If you want to develop native-looking or information-dense UIs, Qt Widgets is
the way to go. If you want to create a more Electron-like UI or develop
something for mobile devices, I'd go with Qt Quick. It's also possible to
combine both by embedding a QQuickWidget[0] inside a Qt Widgets application.

If you want to get an idea about what both solutions provide, take a look at
the examples for Qt Quick[1] and Qt Widgets[2]. Especially Qt Quick
Controls[3] are useful to see what UI controls are available in Qt Quick.

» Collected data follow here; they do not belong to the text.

PR #22, opened 2018-01-07
WIP - Pangeo deployment

mrocklin:
I'm actively deploying off of this branch.  I'm putting it here just for comments.

### DIFF
--- a/daskernetes/core.py
+++ b/daskernetes/core.py
@@ -159,15 +159,12 @@ class KubeCluster(object):
         import ipywidgets
         layout = ipywidgets.Layout(width='150px')
         n_workers = ipywidgets.IntText(0, description='Workers', layout=layout)
-        threads = ipywidgets.IntText(1, description='Cores', layout=layout)
         actual = ipywidgets.Text('0', description='Actual', layout=layout)
         button = ipywidgets.Button(description='Scale', layout=layout)
-        box = ipywidgets.HBox([ipywidgets.VBox([n_workers, threads]),
-                               ipywidgets.VBox([button, actual])])
+        box = ipywidgets.VBox([n_workers, actual, button])
         self._cached_widget = box
 
         def cb(b):
-            self.threads_per_worker = threads.value
             n = n_workers.value
             self.scale_up(n)
 
--- a/daskernetes/core.py
+++ b/daskernetes/core.py
@@ -88,7 +88,7 @@ class KubeCluster(object):
             labels=None,
             n_workers=0,
             host='0.0.0.0',
-            port=8786,
+            port=0,
             env={},
             **kwargs,
     ):
--- a/daskernetes/core.py
+++ b/daskernetes/core.py
@@ -16,6 +16,27 @@ from kubernetes import client, config
 logger = logging.getLogger(__name__)
 
 
+def make_worker_spec(image='daskdev/dask:latest',
+                     threads_per_worker=1,
+                     env={}):
+    return client.V1PodSpec(
+        restart_policy='Never',
+        containers=[
+            client.V1Container(
+                name='dask-worker',
+                image=image,
+                args=[
+                    'dask-worker',
+                    '--nthreads', str(threads_per_worker),
+                    '--no-bokeh',
+                ],
+                env=[client.V1EnvVar(name=k, value=v)
+                     for k, v in env.items()],
+            )
+        ]
+    )
+
+
 class KubeCluster(object):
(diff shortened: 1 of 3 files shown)


daskernetes/core.py
```diff
@@ -55,69 +82,96 @@ class KubeCluster(object):
...
-        self.threads_per_worker = threads_per_worker
-        self.env = dict(env)
+        labels = dict(labels or {})
+        env = dict(env)
 
         # Default labels that can't be overwritten
-        self.worker_labels['org.pydata.dask/cluster-name'] = name
-        self.worker_labels['app'] = 'dask'
-        self.worker_labels['component'] = 'dask-worker'
+        labels['org.pydata.dask/cluster-name'] = name
```
mrocklin: @yuvipanda can I ask what the motivation is here?  Is this a standard namespacing scheme?

daskernetes/core.py
```diff
@@ -55,69 +82,96 @@ class KubeCluster(object):
...
+            except KeyError:
+                worker_spec = make_worker_spec()
+
+        worker_spec = deserialize_pod_spec(worker_spec)
+        self.worker_spec = worker_spec
+
+        self.worker_meta = client.V1ObjectMeta(
+                generate_name=name + '-',
+                labels=labels
+        )
```
mrocklin: Is this a sensible approach?  To get a pod spec from the user and create metadata ourselves?

daskernetes/core.py
```diff
@@ -294,6 +324,60 @@ def _namespace_default():
...
+    Returns
+    -------
+    kubernetes.client.V1Pod
+    """
+    if isinstance(x, str):
+        import yaml
+        with open(x) as f:
+            x = yaml.load(f)
+    if isinstance(x, dict):
+        x = client.ApiClient().deserialize(_FakeResponse(x), cls)
```
mrocklin: I would love to find a way to make this function work.  @yuvipanda I think that you pointed me to something in kubespawner but after several minutes searching through gitter logs I'm unable to find it.

mrocklin: the function below is the hack I used to get around this.  It's entirely specialized for my application.

daskernetes/core.py
yuvipanda: yeah, although I got it wrong! Docker labels are reversed like this, while k8s labels are not. I'l fix.

yuvipanda:
I'm going to pick out commits from here and make separate PRs.

yuvipanda:
First PR out of this: https://github.com/yuvipanda/daskernetes/pull/25

yuvipanda:
Ok, I closed #25, and rolled it into the bigger https://github.com/yuvipanda/daskernetes/pull/26. I looked at the worker YAML spec in the pangeo-data repository, and figured that the easy direct things that can be specified are:

1. limits
2. args

I added limits to https://github.com/yuvipanda/daskernetes/pull/26 but not args. I also added a much easier escape mechanism with deep-merging dictionaries. 

If this approach looks right to you, IMO next step is to talk to some folks who would be using these kinda clusters and figuring out what their ideal workflow looks like. I think there's multiple ideal workflows - full GUI management via a Jupyter extension, completely writing it via code, YAML files, etc. I think core should just be independent of that, and we can figure out which UX we should prioritize first.

Another important thing here is FUSE. Long term, I think giving workers this much permissions is a bad idea, but FlexVolume might not be good enough for you and you might need to wait for CSI to get out of alpha.

yuvipanda:
Anything leftover from here?

daskernetes/core.py
```diff
@@ -55,69 +82,96 @@ class KubeCluster(object):
...
         layout = ipywidgets.Layout(width='150px')
-        n_workers = ipywidgets.IntText(0, description='Workers', layout=layout)
-        threads = ipywidgets.IntText(1, description='Cores', layout=layout)
+
+        # Construct Bokeh dashboard link
+        # TODO: this currently assumes running within JupyterHub
+        # TODO: this code is entirely untested
+        link = '%sproxy/%d/status' % (os.environ['JUPYTERHUB_SERVICE_PREFIX'],
+                                      self.scheduler.services['bokeh'].port)
+        link = ipywidgets.HTML('<b>Dashboard:</b> <a href="%s" target="_blank">%s</a>' % (link, link))
```
mrocklin: We still need to figure out what to do here.

mrocklin: This is *very* useful in production, but it is also pretty specific.  I'm not sure yet the best way to make this externally configurable.

PR #30, opened 2018-02-02
Add failing test for make_pod_from_dict

mrocklin:
This includes failures in the deserialize method that we saw when
deploying pangeo.pydata.org

### DIFF
--- a/daskernetes/tests/test_objects.py
+++ b/daskernetes/tests/test_objects.py
@@ -3,7 +3,7 @@ from time import sleep
 import yaml
 import tempfile
 from daskernetes import KubeCluster
-from daskernetes.objects import make_pod_spec
+from daskernetes.objects import make_pod_spec, make_pod_from_dict
 from distributed.utils_test import loop, inc
 from dask.distributed import Client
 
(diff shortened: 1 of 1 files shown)


daskernetes/tests/test_objects.py
```diff
@@ -129,3 +129,36 @@ def test_extra_container_config_merge(image_name, loop):
...
+            {
+                "args": [
+                    "dask-worker",
+                    "$(DASK_SCHEDULER_ADDRESS)",
+                    "--nthreads",
+                    "1"
+                ],
+                "image": "image-name",
+                "name": "dask-worker",
+                "security_context": {"capabilities": {"add": ["SYS_ADMIN"]},
```
yuvipanda: This needs to be securityContext, since we're asking for dicts to be in the same format as what Kubernetes expects (those are in camelCase, not _ case).

yuvipanda: I'm going to spend time fixing and documenting this properly.

mrocklin:
Ah ha, that would explain things.   Thanks!

PR #31, opened 2018-02-05
Update pod-merging branch

mrocklin:
A variety of small changes.

### DIFF
--- a/daskernetes/objects.py
+++ b/daskernetes/objects.py
@@ -1,4 +1,12 @@
+"""
+Convenience functions for creating pod templates.
+"""
 from kubernetes import client
+import json
+try:
+    import yaml
+except ImportError:
+    yaml = False
 
 def _set_k8s_attribute(obj, attribute, value):
     """
@@ -84,6 +92,9 @@ def make_pod_spec(
         cpu_limit=None,
         cpu_request=None,
 ):
+    """
+    Create a pod template from various parameters passed in.
+    """
     pod = client.V1Pod(
         metadata=client.V1ObjectMeta(
             labels=labels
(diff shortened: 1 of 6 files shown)


daskernetes/objects.py
```diff
@@ -86,20 +86,28 @@ def merge_dictionaries(a, b, path=None, update=True):
...
         extra_container_config={},
         extra_pod_config={},
-        memory_limit=None,
-        memory_request=None,
-        cpu_limit=None,
-        cpu_request=None,
+        memory_limit='4GB',
+        memory_request='4GB',
+        cpu_limit=1,
+        cpu_request=1,
```
mrocklin: Is it normal to provide resource defaults, or is it more typical to let these default to `None`?  I'm inclined to add limits, at least for memory.  Also, what are valid values here?  `G`, `GB`, `GiB` ?

daskernetes/tests/conftest.py
```diff
@@ -8,8 +8,5 @@ def pytest_addoption(parser):
 
 @pytest.fixture
 def image_name(request):
-    worker_image = request.config.getoption('--worker-image')
-    if not worker_image:
-        pytest.fail("Need to pass --worker-image. Image must have same python setup as host!")
-        return
+    worker_image = request.config.getoption('--worker-image') or 'daskdev/dask:latest'
```
mrocklin: Any objection with defaulting to `daskdev/dask`?

daskernetes/objects.py
yuvipanda: yeah, it's normal to default those to None.

daskernetes/tests/conftest.py
yuvipanda: In general, I think what we should do is:

1. Default those to None
2. Read from env variables as secondary default if they are None

I don't think we should use daskdev/dask as default, because:

1. It defaults to 'daskdev/dask:latest', and using latest anywhere is a ticking time bomb
2. It also will only work for people on the same version of python from conda.

I agree that users not having to know about images is a requirement for good UX. My suggestion is:

1. Default from something like DASKERNETES_CONTAINER_IMAGE
2. In JupyterHub deployment, set that to the same value as singleuser.image 

This would mean you have a single source of truth for image, and it won't drift out of use

mrocklin:
Pushed manually.  Closing.

PR #33, opened 2018-02-07
Continuous Integration, and Pytest Fixtures

mrocklin:
This PR has two major changes:

1.  It introduces continuous integration testing on Circle-CI 
2.  It changes the test suite to use pytest fixtures.  In particular these fixtures run tests within a new namespace and clean up that namespace on terminating the test.

cc @yuvipanda if you have time to review

### DIFF
--- a/.circleci/config.yml
+++ b/.circleci/config.yml
@@ -50,8 +50,8 @@ jobs:
       - run:
           name: configure conda
           command: |
+              export PATH="$HOME/miniconda/bin:$PATH"
               if [ ! -d "/home/circleci/miniconda/envs/daskernetes-test" ]; then
-                export PATH="$HOME/miniconda/bin:$PATH"
                 conda update -q conda
                 conda env create -f ci/environment-${PYTHON}.yml --name=${ENV_NAME}
                 source activate ${ENV_NAME}
--- a/.circleci/config.yml
+++ b/.circleci/config.yml
@@ -35,6 +35,13 @@ jobs:
           command: |
             sudo kubectl get deployment
       - run:
+          name: install miniconda
+          command: |
+              wget https://repo.continuum.io/miniconda/Miniconda3-latest-Linux-x86_64.sh -O miniconda.sh
+              bash miniconda.sh -b -p $HOME/miniconda
+              export PATH="$HOME/miniconda/bin:$PATH"
+              conda config --set always_yes yes --set changeps1 no
+      - run:
           name: configure conda
           command: ./ci/install-circle.sh
       - run:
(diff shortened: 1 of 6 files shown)


.circleci/config.yml
```diff
@@ -0,0 +1,60 @@
...
+      - run:
+          name: configure conda
+          command: |
+              export PATH="$HOME/miniconda/bin:$PATH"
+              conda update -q conda
+              conda env create -f ci/environment-${PYTHON}.yml --name=${ENV_NAME}
+              conda env list
+              source activate ${ENV_NAME}
+              pip install --no-deps --quiet -e .
+              conda list ${ENV_NAME}
```
mrocklin: TODO: we should figure out how to cache this.  @TomAugspurger does this in the dask-ml circle-ci config.

daskernetes/core.py
```diff
@@ -228,10 +229,23 @@ def scale_up(self, n, **kwargs):
...
+                ]
+                break
+            except client.rest.ApiException as e:
+                if 'ServerTimeout' in str(e):
+                    logger.info("Server timeout, retry #%d", i + 1)
+                    time.sleep(1)
+                    last_exception = e
+                    continue
+                else:
+                    raise
```
mrocklin: I had odd API failures previously that I associated to running under a very recently created namespace.  This *may* have fixed things, but I'm not very confident here.  cc @yuvipanda

.circleci/config.yml
mrocklin: I've now added caching.  This replaces around one minute of conda time with twenty seconds of download-cache time.

mrocklin:
Merging this soon if there are no further comments

daskernetes/core.py
```diff
@@ -228,10 +229,23 @@ def scale_up(self, n, **kwargs):
...
-        ]
+        for i in range(3):
+            try:
+                out = [
+                    self.core_api.create_namespaced_pod(self.namespace, self.pod_template)
+                    for _ in range(n - len(pods))
+                ]
+                break
+            except client.rest.ApiException as e:
+                if 'ServerTimeout' in str(e):
```
yuvipanda: There's probably a better way to check for this one, let me look.

yuvipanda: I think checking for e.status = 500 and e.reason = 'ServerTimeout' is a better check here, but otherwise this looks good.

daskernetes/core.py
yuvipanda: Yeah, namespaces are 'initializing' for a short while, and reject objects inside it. This should be fine.

requirements.txt
```diff
@@ -0,0 +1,2 @@
+dask[distributed]
+kubernetes
```
yuvipanda: We should pin this to 4.*, since they often have breaking changes.

PR #41, opened 2018-02-10
Automatically read worker yaml file from env variable

mrocklin:
This allows users to launch a KubeCluster() with no arguments if the
worker pod spec is in a yaml file pointed to by
the DASKERNETES_WORKER_SPEC_PATH environment variable.

This commit also creates a config.py file that contains daskernetes
configuration, which is currently just taken from environment variables.

### DIFF
--- a/daskernetes/config.py
+++ b/daskernetes/config.py
@@ -1,0 +1,5 @@
+import os
+
+config = {'-'.join(k.split('_')[1:]).lower(): v
+          for k, v in os.environ.items()
+          if k.startswith('DASKERNETES_')}
--- a/daskernetes/config.py
+++ b/daskernetes/config.py
@@ -1,3 +1,17 @@
+"""
+We capture all environment variables named
+
+    DASKERNETES_FOO_BAR=value
+
+And turn them into key-value pairs in a global ``config`` dictionary.
+We change the keys to remove ``DASKERNETES_``, replace underscores with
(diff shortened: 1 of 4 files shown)


daskernetes/tests/test_core.py
```diff
@@ -283,3 +282,36 @@ def test_scale_up_down(cluster, client):
...
+                "image": image_name,
+                "name": "dask-worker"
+            }]
+        }
+    }
+
+    with tmpfile(extension='yaml') as fn:
+        with open(fn, mode='w') as f:
+            yaml.dump(test_yaml, f)
+        config['worker-spec-path'] = fn
```
mrocklin: Can we think of a more concise-and-descriptive name here?

daskernetes/config.py
```diff
@@ -0,0 +1,5 @@
+import os
+
+config = {'-'.join(k.split('_')[1:]).lower(): v
```
yuvipanda: Add a docstring to this file?

daskernetes/tests/test_core.py
yuvipanda: I like worker-template-path better, but is not more concise. Am ok with whatever you pick

daskernetes/config.py
mrocklin: Done

yuvipanda:
Feel free to merge after tests!

PR #46, opened 2018-02-20
Allow customisation of worker name in environment

jacobtomlinson:
This PR allows you to customise the worker name template with the environment variable `DASKERNETES_WORKER_NAME_TEMPLATE`. If not specified it falls back to `dask-{user}-{uuid}`.

The template is then formatted with `user` and `uuid` as before but also it unpacks `os.environ` to allow the use of environment variables in the template.

For example in my use case I'm keen to configure the template to `dask-{JUPYTERHUB_USER}-{uuid}` as the `user` is always `jovyan`.

### DIFF
--- a/daskernetes/core.py
+++ b/daskernetes/core.py
@@ -158,8 +158,8 @@ class KubeCluster(object):
             namespace = _namespace_default()
 
         if name is None:
-            worker_name_template = config.get('worker-name-template', 'dask-{user}-{uuid}')
-            name =  worker_name_template.format(user=getpass.getuser(), uuid=str(uuid.uuid4())[:10], **os.environ)
+            worker_name = config.get('worker-name', 'dask-{user}-{uuid}')
+            name =  worker_name.format(user=getpass.getuser(), uuid=str(uuid.uuid4())[:10], **os.environ)
 
         self.pod_template = clean_pod_template(pod_template)
         # Default labels that can't be overwritten
--- a/daskernetes/core.py
+++ b/daskernetes/core.py
@@ -159,7 +159,7 @@ class KubeCluster(object):
 
         if name is None:
             worker_name = config.get('worker-name', 'dask-{user}-{uuid}')
-            name =  worker_name.format(user=getpass.getuser(), uuid=str(uuid.uuid4())[:10], **os.environ)
+            name = worker_name.format(user=getpass.getuser(), uuid=str(uuid.uuid4())[:10], **os.environ)
 
         self.pod_template = clean_pod_template(pod_template)
         # Default labels that can't be overwritten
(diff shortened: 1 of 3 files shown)


mrocklin:
This looks good to me.  I recommend a small test similar to this one:

```python
def test_diagnostics_link_env_variable(pod_spec, loop, ns):
    pytest.importorskip('bokeh')
    config['diagnostics-link'] = 'foo-{USER}-{port}'
    try:
        with KubeCluster(pod_spec, loop=loop, namespace=ns) as cluster:
            port = cluster.scheduler.services['bokeh'].port
            cluster._ipython_display_()
            box = cluster._cached_widget

            link = box.children[0]
            assert 'foo-' + getpass.getuser() + '-' + str(port) in link.value
            assert 'href' in link.value
    finally:
        del config['diagnostics-link']
```

If we start doing this with many config variables then we might consider adopting the single-line:

    worker_name_template = config.get('worker-name-template', 'dask-{user}-{uuid}')

Additionally we should keep a list of these options somewhere.  Currently that list is maintained here: http://daskernetes.readthedocs.io/en/latest/#configuration

jacobtomlinson:
Thanks for the quick review. 

Yeah I read the code back after submitting and thought "why didn't I just use `.get()`?.

I'll get the test added and update the docs.

mrocklin:
This looks good to me.  Final question: do we want to use `DASKERNETES_WORKER_NAME` instead of `DASKERNETES_WORKER_NAME_TEMPLATE`?  I believe that the use of template in `DASKERNETES_WORKER_TEMPLATE` before referred to the kubernetes specification.  If it's safe to shorten the name here that might be nice.  I don't have strong feelings here though.

mrocklin:
I'm looking into the test failures.  They seem to be unrelated.

jacobtomlinson:
Happy to shorten! 

I was being explicit that it is a template and therefore you can use the `{variable}` notation. However I see `DASKERNETES_DIAGNOSTICS_LINK` is the same and doesn't feel the need to say it is a template. I'll drop the suffix and push again.

Yeah didn't think it was me, looked to be timeouts on the main tests.

jacobtomlinson:
@mrocklin do you need me to do any more to this? Not sure if there's anything I can do to get the tests passing.

mrocklin:
Nope, you're good.  I'm working on tests now.  I'll merge this after that goes in.  I'll explicitly ping you if anything else needs to happen.  Thanks for working on this.

jacobtomlinson:
Thanks! No probs!

mrocklin:
Merging.  Thanks @jacobtomlinson !

jacobtomlinson:
🎉

Thanks for removing the extra space 😂.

I'm working on a desktop app in Qt Quick using QML and C++. Happy to elaborate
if there's interest.

[0]
[https://doc.qt.io/qt-5/qquickwidget.html](https://doc.qt.io/qt-5/qquickwidget.html)
[1] [https://doc.qt.io/qt-5/qtquick-
codesamples.html](https://doc.qt.io/qt-5/qtquick-codesamples.html) [2]
[https://doc.qt.io/qt-5/qtquickcontrols2-examples.html](https://doc.qt.io/qt-5/qtquickcontrols2-examples.html)
[3] [https://doc.qt.io/qt-5/examples-
widgets.html](https://doc.qt.io/qt-5/examples-widgets.html)

------
xvilka
Next step - get rid of Node/JS and use plain old Qt natively, e.g. with C++.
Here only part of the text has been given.